» What to work on
From the listing below, extract every line containing "util".

» Task input

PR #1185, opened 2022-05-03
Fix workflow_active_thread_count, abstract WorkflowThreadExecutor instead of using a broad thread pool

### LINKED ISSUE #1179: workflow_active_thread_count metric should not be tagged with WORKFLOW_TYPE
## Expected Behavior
...
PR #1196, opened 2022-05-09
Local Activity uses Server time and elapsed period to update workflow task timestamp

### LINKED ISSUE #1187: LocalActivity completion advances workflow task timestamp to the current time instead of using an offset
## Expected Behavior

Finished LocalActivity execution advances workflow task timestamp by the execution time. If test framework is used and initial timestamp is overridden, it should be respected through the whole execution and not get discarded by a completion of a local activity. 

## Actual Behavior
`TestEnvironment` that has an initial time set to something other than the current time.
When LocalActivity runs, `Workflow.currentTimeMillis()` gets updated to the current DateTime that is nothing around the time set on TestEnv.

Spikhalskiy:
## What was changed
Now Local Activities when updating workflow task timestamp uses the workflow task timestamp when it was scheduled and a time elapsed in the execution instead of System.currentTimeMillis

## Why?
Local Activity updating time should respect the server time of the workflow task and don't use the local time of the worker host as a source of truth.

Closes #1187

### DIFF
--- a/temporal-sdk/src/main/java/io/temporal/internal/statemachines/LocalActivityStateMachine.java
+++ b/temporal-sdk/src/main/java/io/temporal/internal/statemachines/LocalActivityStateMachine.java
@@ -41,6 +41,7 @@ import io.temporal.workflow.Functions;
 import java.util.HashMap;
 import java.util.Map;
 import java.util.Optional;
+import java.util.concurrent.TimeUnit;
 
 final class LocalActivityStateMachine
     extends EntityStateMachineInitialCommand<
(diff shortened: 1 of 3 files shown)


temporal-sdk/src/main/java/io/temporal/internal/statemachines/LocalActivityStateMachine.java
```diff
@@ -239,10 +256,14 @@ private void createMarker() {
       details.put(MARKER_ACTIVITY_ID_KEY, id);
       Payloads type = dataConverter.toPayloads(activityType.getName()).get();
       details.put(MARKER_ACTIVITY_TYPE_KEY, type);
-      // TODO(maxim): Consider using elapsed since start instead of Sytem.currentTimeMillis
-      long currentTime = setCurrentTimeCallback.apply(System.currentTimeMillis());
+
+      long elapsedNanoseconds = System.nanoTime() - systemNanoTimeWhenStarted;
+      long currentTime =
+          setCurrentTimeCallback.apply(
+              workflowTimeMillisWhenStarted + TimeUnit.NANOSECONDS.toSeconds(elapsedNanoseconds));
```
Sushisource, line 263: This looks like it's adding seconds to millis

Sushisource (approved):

» Reply to the exercise
 import java.util.HashMap;
 import java.util.Map;
 import java.util.Optional;
+import java.util.concurrent.TimeUnit;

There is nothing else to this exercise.